Tocopherols (Vitamin E) content of safflower seeds oil
Tocopherols, normally known as vitamin E, are a group of lipid soluble compounds which naturally occurring in oilseeds in four various forms (α-, β-, γ-and δ-tocopherol). Tocopherols are valued for their vitamin E activity and their antioxidant properties to protect polyunsaturated fatty acids against oxidation thus the level of tocopherol in seed oils are extremely important [11]. Tocopherols have widely been used for food, feed, pharmaceutical cosmetics and resins. In food, tocopherol is used as an antioxidant for frying oil, margarine, fried snakes, and so on. In addition, tocopherols, due to their capacity to quench free radical damage, play a positive role in prevention of Al zheimers disease and cancer [40]. Tocopherols (Vitamins E) content of the studied safflower seed oils are presented in Table 6 .The revealed data indicated that, the tocopherol content ranged from 1.36 to 56.96 mg/100 g oil. However, the local safflower cultivars contained less content of tocopherol as compared with the important one and that might be due to the genotype and environmental conditions .Beside among the local cultivars, Giza 1 cultivar contained more tocopherols than Malawi cultivar as shown in Table 6. Moreover, the tocopherols content of four varieties of Iranian safflower seed oil were ranged from 201 to 465 mg /kg oil .While, Nagaraj [26] mentioned that safflower oil contains about 270 mg/Kg .

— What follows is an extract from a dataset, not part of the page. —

PR #6549, opened 2020-07-06
Document undefined `data` cases for mutations

### LINKED ISSUE #5662: `mutate<MyType>()` data should never be `undefined` in case of success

Safflower oil cultivars | Malawi | Giza1 | Ethiopian |
Tocopherol (mg/100g of oil) | 1.36 | 4.05 | 56.96 |
Table 6: Tocopherol (vitamin E) content in safflower seed oils (mg/100 g).
Oxidative stability of safflower seeds oil
Oxidative stability is a paramount parameter in assessing the sensory and nutritive quality of the oils and fats which reflects their susceptibility to oxidative degeneration and it is influenced by the present of unsaturated fatty acids and bioactive constituents such as sterols and tocopherols [11]. Lipid oxidation causing reduction of the nutritive value and functional properties of food products [41-45].The results of Rancimat test are shown in Table 7. The oxidative stability of the analysis oils expressed as the oxidation induction time, was ranged from 6.20 to 6.45 hr at 100°C. The oil extracted from imported Ethiopian safflower was more stable for oxidation compared to the two Egyptian cultivars and that might be due to the higher content of tocopherols in the Ethiopian variety as indicated in table 6. However, among the two local cultivars the Giza 1 cultivar have more stability to oxidation than Malawi cultivar and that reflect its more of duplicate content of total sterols and more twice content of tocopherols compared to Malawi cultivar as shown in tables 5 and 6; respectively. On other hand, the oxidative stability of safflower oil measured at 110°C was 2.87 h as reported by Bozan and Temelli [38] and was varied from 3.41 to 3.83 h at 110°C as found by Vosoughkia et al. [11]. Moreover, the calculated oxidizability depending on the fatty acid composition according to Fatemi and Hammoud, [20] was 8.19, 8.15 and 7.84 for Malawi , Giza 1and Ethiopian safflower; respectively and that agree with the oil stability index which shown in table 4 which depend on oleic/linoleic ratio [46,47].
Characteristics | Safflower seed cultivars | ||
Malawi | Giza1 | Ethiopian | |
Rancimat value (at 100°C) (hours) | 6.2 | 6.27 | 6.45 |
Calculated oxidizability | 8.19 | 8.15 | 7.84 |
Table 7: Oxidative stability of Safflower seed oil varieties.